Stored items
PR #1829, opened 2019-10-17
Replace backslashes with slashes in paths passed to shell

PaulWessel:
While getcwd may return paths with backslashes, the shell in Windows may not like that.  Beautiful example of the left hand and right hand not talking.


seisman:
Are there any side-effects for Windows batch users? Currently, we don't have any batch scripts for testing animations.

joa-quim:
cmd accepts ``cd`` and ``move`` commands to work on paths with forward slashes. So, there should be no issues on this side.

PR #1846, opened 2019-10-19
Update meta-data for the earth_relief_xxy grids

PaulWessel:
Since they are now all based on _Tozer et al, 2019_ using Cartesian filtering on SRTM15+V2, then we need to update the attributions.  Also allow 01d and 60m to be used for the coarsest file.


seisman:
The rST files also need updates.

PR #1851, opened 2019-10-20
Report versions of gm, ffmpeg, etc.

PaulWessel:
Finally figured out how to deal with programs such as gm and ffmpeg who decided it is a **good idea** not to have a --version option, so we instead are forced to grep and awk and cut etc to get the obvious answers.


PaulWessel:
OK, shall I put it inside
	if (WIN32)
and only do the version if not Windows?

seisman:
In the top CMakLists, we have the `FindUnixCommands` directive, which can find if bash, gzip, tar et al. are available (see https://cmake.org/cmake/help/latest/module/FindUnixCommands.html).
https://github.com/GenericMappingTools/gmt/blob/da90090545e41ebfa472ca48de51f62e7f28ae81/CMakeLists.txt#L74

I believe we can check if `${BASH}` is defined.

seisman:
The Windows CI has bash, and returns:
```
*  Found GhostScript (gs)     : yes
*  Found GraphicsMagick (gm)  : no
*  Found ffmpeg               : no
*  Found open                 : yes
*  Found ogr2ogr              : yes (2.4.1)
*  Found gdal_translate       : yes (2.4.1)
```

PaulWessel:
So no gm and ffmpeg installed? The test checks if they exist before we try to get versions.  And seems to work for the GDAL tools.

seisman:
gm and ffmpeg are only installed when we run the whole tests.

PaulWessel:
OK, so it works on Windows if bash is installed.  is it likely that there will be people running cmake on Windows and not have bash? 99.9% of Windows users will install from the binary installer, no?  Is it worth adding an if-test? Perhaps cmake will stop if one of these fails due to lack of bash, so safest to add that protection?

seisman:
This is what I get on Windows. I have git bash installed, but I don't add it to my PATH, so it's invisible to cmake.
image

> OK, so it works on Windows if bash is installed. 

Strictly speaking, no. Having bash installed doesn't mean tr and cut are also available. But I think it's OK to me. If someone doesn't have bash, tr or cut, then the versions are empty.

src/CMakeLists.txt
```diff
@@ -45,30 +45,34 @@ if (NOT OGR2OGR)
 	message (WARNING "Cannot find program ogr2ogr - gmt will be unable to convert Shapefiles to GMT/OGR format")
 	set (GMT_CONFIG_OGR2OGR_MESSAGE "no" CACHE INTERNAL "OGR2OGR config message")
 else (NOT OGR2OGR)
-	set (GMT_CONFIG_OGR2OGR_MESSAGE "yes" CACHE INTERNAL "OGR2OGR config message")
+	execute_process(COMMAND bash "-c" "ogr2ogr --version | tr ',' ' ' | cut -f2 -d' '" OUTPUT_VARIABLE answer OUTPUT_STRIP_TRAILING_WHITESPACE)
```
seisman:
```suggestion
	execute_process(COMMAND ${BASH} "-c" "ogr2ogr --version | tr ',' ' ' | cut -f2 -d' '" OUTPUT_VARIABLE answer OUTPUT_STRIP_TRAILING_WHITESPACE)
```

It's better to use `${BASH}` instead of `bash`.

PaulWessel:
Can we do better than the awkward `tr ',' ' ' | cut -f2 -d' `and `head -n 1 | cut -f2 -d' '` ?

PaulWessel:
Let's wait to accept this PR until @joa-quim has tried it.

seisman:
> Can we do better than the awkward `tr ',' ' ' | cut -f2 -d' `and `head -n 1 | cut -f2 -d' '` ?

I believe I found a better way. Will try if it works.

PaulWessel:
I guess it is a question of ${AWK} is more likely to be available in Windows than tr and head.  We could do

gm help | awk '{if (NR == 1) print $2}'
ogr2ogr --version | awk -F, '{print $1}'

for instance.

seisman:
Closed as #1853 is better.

--

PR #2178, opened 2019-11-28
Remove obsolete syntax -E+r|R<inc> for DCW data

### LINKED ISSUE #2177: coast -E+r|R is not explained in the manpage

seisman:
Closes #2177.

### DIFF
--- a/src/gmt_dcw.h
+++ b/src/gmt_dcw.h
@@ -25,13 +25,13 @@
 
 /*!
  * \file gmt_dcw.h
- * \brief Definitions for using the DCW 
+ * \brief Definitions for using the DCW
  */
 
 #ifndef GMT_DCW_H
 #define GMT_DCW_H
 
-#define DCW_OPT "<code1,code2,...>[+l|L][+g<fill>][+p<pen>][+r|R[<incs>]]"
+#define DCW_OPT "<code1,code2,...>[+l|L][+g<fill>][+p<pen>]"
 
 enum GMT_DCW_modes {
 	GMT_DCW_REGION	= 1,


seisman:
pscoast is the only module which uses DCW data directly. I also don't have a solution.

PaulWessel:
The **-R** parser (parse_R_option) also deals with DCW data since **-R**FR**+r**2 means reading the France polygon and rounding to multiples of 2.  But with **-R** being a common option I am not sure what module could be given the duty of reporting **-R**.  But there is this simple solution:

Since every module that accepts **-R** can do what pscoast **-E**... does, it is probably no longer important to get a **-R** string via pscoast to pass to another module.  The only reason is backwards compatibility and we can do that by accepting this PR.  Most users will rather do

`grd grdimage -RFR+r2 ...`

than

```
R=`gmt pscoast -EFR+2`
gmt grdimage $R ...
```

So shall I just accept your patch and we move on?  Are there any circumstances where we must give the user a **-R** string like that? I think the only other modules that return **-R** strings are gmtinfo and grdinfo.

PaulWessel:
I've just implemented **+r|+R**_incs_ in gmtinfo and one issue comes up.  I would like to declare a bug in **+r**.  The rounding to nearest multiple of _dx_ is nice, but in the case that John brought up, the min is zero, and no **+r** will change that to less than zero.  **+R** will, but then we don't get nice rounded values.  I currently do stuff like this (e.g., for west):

◆ Your objective
Give again exactly, and only, the lines above starting at the one with "Remove obsolete syntax" and ending at the one with "The **-R** parser".

◆ Your response
Remove obsolete syntax -E+r|R<inc> for DCW data

### LINKED ISSUE #2177: coast -E+r|R is not explained in the manpage

seisman:
Closes #2177.

### DIFF
--- a/src/gmt_dcw.h
+++ b/src/gmt_dcw.h
@@ -25,13 +25,13 @@
 
 /*!
  * \file gmt_dcw.h
- * \brief Definitions for using the DCW 
+ * \brief Definitions for using the DCW
  */
 
 #ifndef GMT_DCW_H
 #define GMT_DCW_H
 
-#define DCW_OPT "<code1,code2,...>[+l|L][+g<fill>][+p<pen>][+r|R[<incs>]]"
+#define DCW_OPT "<code1,code2,...>[+l|L][+g<fill>][+p<pen>]"
 
 enum GMT_DCW_modes {
 	GMT_DCW_REGION	= 1,


seisman:
pscoast is the only module which uses DCW data directly. I also don't have a solution.

PaulWessel:
The **-R** parser (parse_R_option) also deals with DCW data since **-R**FR**+r**2 means reading the France polygon and rounding to multiples of 2.  But with **-R** being a common option I am not sure what module could be given the duty of reporting **-R**.  But there is this simple solution:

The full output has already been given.